South Africa: Limpopo High Court, Polokwane

You are here:
SAFLII >>
Databases >>
South Africa: Limpopo High Court, Polokwane >>
2023 >>
[2023] ZALMPPHC 91
| Noteup
| LawCite
Fetakgomo Tubatse Local Municipality v Mapale Distributors and Enterprise CC and Others - Urgent Application (6175/2023) [2023] ZALMPPHC 91 (2 October 2023)
Download original files |
REPUBLIC OF SOUTH AFRICA
IN THE HIGH COURT OF SOUTH AFRICA
LIMPOPO DIVISION, POLOKWANE
CASE NO: 6175/2023
OF INTEREST TO OTHER JUDGES: YES/NO
REVISED
In the matter between: |
|
|
|
FETAKGOMO TUBATSE LOCAL MUNICIPALITY |
APPLICANT |
|
|
And |
|
|
|
MAPALE DISTRIBUTORS AND ENTERPRISE CC |
FIRST RESPONDENT |
|
|
STANDARD BANK OF SOUTH AFRICA |
|
LIMITED (BURGERSFORT BRANCH) |
SECOND RESPONDENT |
|
|
THE TAXING MASTER, PRAKTISEER |
THIRD RESPONDENT |
JUDGEMENT
KGANYAGO J
[1] On 18th August 2022 the first respondent obtained a summary judgment in the magistrate court Praktiseer against the applicant for R175 392.80. Thereafter the first respondent presented two bills of costs for taxation before the third respondent which were taxed in the absence of the applicant’s legal representative. The first bill of costs was for condonation application and was taxed and allowed in the amount of R242 518.00. The second bill of costs which was for the main proceedings was taxed and allowed in the amount of R1 417 829.44.

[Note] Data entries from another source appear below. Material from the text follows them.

PR #1957, opened 2026-08-28
Graph button alignment and graph fullscreen toggle fix

### LINKED ISSUE #1948: CMS: Groups Overview Graph action buttons not aligned

brucefrankstad26-beep:


johan-bell (changes requested):
The toolbar alignment part is fine, but the LModal change regresses other dialogs:

- `LModal.vue` isFullscreen: `(isMobileScreen && stickToEdges) || (!isMobileScreen && stickToEdges)` reduces to just `stickToEdges` — the mobile check is dead code.
- Because of that, every desktop dialog passing `stickToEdges` (Edit Group, Create/Edit User, Redirect, S3 Bucket, Auto Group Mapping, Auth Provider) now renders 100vw × 100dvh with square corners instead of a centred dialog. Please give the graph its own `fullscreen` prop instead of repurposing `stickToEdges`.
- The backdrop only drops its `p-2` when `stickToEdges && isMobileScreen`, so a desktop stick-to-edges modal without `no-padding` overflows the viewport.
- `text-zinc-800` and `max-h-[100dvh]` added to the shared base classes affect every CMS modal — please keep those out of this fix.
- Nit: `isFullscreen` returns a class string but reads as a boolean; a `computed` would fit better.

brucefrankstad26-beep:
When I apply those changes suggested to the modal, then it takes things back to the bug we were trying to fix in the first place; but I did remove the condition from the function that checks for mobile screens only, and removed the text-zinc-800 and max-h-[100dvh], and changed the returned value as a computed value instead, those fixes keep it working properly, but the first two, take it back to the bug as. it was

johan-bell:
Check marging on desktop 
image

brucefrankstad26-beep:
Screenshot 2026-09-04 at 09 52 27


Margin fixed

johan-bell (approved):
LGTM

PR #1305, opened 2021-02-08
Add extra known issue for GPO enrollment in ESP scenario

leonzhuyihong:
According to https://portal.microsofticm.com/imp/v3/incidents/details/214735469/home 
"What is happening here (and what Britini was referring to earlier) is that the method by which the customer is enrolling devices (Group Policy) will never allow ESP to run, meaning it will never be marked completed. However, because the customer wants ESP to be enabled regardless, the policy enabling ESP reaches the machine and stays there even though ESP will not ever run.
When the Sidecar agent runs, it looks at the ESP policy and sees that it is enabled (even though ESP has not ever and will never run on the machine) so Sidecar will wait indefinitely for ESP to be marked completed in order to provision any apps not on the ESP blocking list that is configured in the ESP profile. However, ESP will never be marked completed because it will never run, thus the apps are never provisioned. This is all by design."
Suggest to add this into doc for other customers can notice it


PRMerger18:
@leonzhuyihong : Thanks for your contribution! The author(s) have been notified to review your proposed change.

ErikjeMS:
Investigating with PM...

ErikjeMS:
#sign-off

PRMerger20:
@ktoliver : Thanks for your contribution! The author(s) have been notified to review your proposed change.

ktoliver:
@ErikjeMS Is my grammar edit correct technically?

ErikjeMS:
@ktoliver Looks good except you could use "with" instead of "via".

PRMerger14:
@ktoliver : Thanks for your contribution! The author(s) have been notified to review your proposed change.

ktoliver:
Thanks @ErikjeMS; merging.

PR #1422, opened 2021-03-18
Adding WAV as supported Audio file

brianreidc7:
As per this "Completed" comment in User Voice (https://microsoftintune.uservoice.com/forums/291681-ideas/suggestions/12403098-support-playing-wav-files-in-outlook) the AIP App now does WAV files and this works seemlessly when listening to voicemails in emails on MAM protected Android devices.


PRMerger17:
@brianreidc7 : Thanks for your contribution! The author(s) have been notified to review your proposed change.

lenewsad:
Hi @brianreidc7, thanks for your contribution! I double-checked with the AIP app team and WAV files are not supported so we shouldn't add this information to the docs.

PR #1433, opened 2021-03-22
Help me Win Online Arguments about Client Cache

bryandam:
... cause let's be honest.  That's why we edit docs ... is it not?

It's long been my understanding that there is no mechanism within ConfigMgr that removes items from the client cache 'just because'.  You set the cache size, the client fills the cache to that size as it download content, and from that point on only removes items if it needs room in the cache to download new content.  Which is to say: that within reason the cache will hover around the configured max value over time. Fluctuating because the items removed might be larger that the new items coming in.  So many orgs have implemented their own 'maintenance' solutions to this 'problem' that people have started just assuming that's how the product works instead of something someone put in their environment years ago.

This doc _kind_ of hinted at that but not clearly enough to earn me street cred on Reddit.  Wait ...  I mean ... to properly aid users in understanding and using the product.  Yea, that's it.

Though, lest you think I'm just in it for the 'gram: I updated the doc to reflect the functionality added in 1906 (now out of support) that made the cache tombstone value configurable.  It's no longer hard-coded at 24 hours like this doc originally stated.

I suck at the English language (as well as every other language humans have invented) so please feel free to wordsmith as you desire.  As long as I still win.  Crap, I did it again. I mean, as long as clarity and great justice is brought to mankind.

### DIFF
--- a/memdocs/configmgr/core/clients/manage/manage-clients.md
+++ b/memdocs/configmgr/core/clients/manage/manage-clients.md
@@ -259,7 +259,7 @@ If the client attempts to download content that's less than the size of the cach
 
 If you later increase the cache size, the client attempts to download the content again during the next retry interval. The client tries to download the content every four hours until it tries 18 times.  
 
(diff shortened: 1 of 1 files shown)


PRMerger8:

aczechowski:
Thanks @bryandam, I too think this is correct, but I want to confirm with an expert. Stay tuned...

aczechowski (approved):

aczechowski:
#sign-off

[2] On 12th December 2022 the first respondent issued two writs of execution against the applicant’s property. That led to the applicant instituting the first urgent application in this court. On 20th December 2022 Makgoba JP granted the applicant an order suspending the two writs of execution pending the determination of the proceedings to be instituted by the applicant within 45 days for an order setting aside the two allocations of the third respondent.

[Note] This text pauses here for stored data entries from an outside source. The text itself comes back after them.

PR #1459, opened 2021-03-29
Update device-restrictions-ios.md

jaye-ren:
Updated for clarification - in MEM, the 'Numeric' option will still allow users to use alphabetic characters, it just doesn't require them to use alphabetic characters. There currently isn't an Apple setting to require numeric only passwords.


PRMerger9:
@jaye-ren : Thanks for your contribution! The author(s) have been notified to review your proposed change.

PR #1470, opened 2021-04-04
Update pre-provision.md

v-rechau:
Adding a note about disabling MSA preventing the User Flow from happening.

This information is already provided in the Device Restriction page: https://docs.microsoft.com/en-us/mem/intune/configuration/device-restrictions-windows-10#cloud-and-storage

If the behavior of the user flow isn't working as intended, there is a much higher chance admins will try to find out why in this page (or the Known Issue page) rather than searching through device restrictions (or even thinking about them being the cause)


PRMerger6:
@v-rechau : Thanks for your contribution! The author(s) have been notified to review your proposed change.

PR #1478, opened 2021-04-05
Update certificates-scep-configure.md

davidpaMSFT:
I believe the last two items in the list "To configure a value that can be set from within the Intune console" should be in a separate list/section.


PRMerger13:
@davidpaMSFT : Thanks for your contribution! The author(s) have been notified to review your proposed change.

Brenduns:
#hold-off  Investigating the changes this produces, vs the intent of the original procedure structure.

Brenduns:
@davidpaMSFT   Thanks David, I'm not sure how or when those two procedure got combined, but its good to get them separated out. Much appreciated!

#sign-off

PR #1517, opened 2021-04-13
Update plan-for-software-updates.md

rashid2982:
Added note for Shared DB as we see lot of cases where customers are confused as to why we are picking servers at random

This is because the WSYNCMgr uses PickRandom() from Shared SUP list. There is no way to say which server to go sync with MU, So we advise and recommend customer keep top site independent and share DBs amongst downstreams if they want to.

Added section is this

> [!IMPORTANT]  
>  **Note about using WSUS Shared database scenario:**  
If you are sharing the database of WSUS server on the top site which is talking to Microsoft for updates with other WSUS servers, You will need to make sure all the [internet requirements](https://docs.microsoft.com/en-us/mem/configmgr/sum/plan-design/plan-for-software-updates#BKMK_ConfigureFirewalls) are met for every single WSUS server you are sharing the database with. This is because during sync ConfigMgr randomly chooses the WSUS server amongst the shared ones to sync against Microsoft updates. Our recommendation is to share database amongst the downstream servers and keep the top level servers use its own database for simplicity and avoiding opening more ports and firewall rules than you have to.


PRMerger18:
@rashid2982 : Thanks for your contribution! The author(s) have been notified to review your proposed change.

mestew (approved):
Moved this to another section and did a few minor edits.

mestew:
#sign-off

PR #1533, opened 2021-04-19
Fixing the requirement of JSON data in the table

pamcdo:
I did submit a change that fixed the placement of the JSON data for Android enterprise but left the table set to 'yes' for required data on the device admin and 'no' on android enterprise. I swapped them as well so that it should be correct now.


PRMerger15:
@pamcdo : Thanks for your contribution! The author(s) have been notified to review your proposed change.

ErikjeMS:
#sign-off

[3] On 27th February 2023 the applicant launched a rescission application in the magistrate court Praktiseer seeking to rescind the two allocaturs of the third respondent. The first respondent opposed the applicant’s application for rescission and had raised several points in limine. The first respondent’s points in limine were argued on 10th May 2023 and judgment was delivered on 28th June 2023. In terms of the judgment of the magistrate court Praktiseer, the first respondent’s points in limine were upheld and the applicant’s rescission application was dismissed.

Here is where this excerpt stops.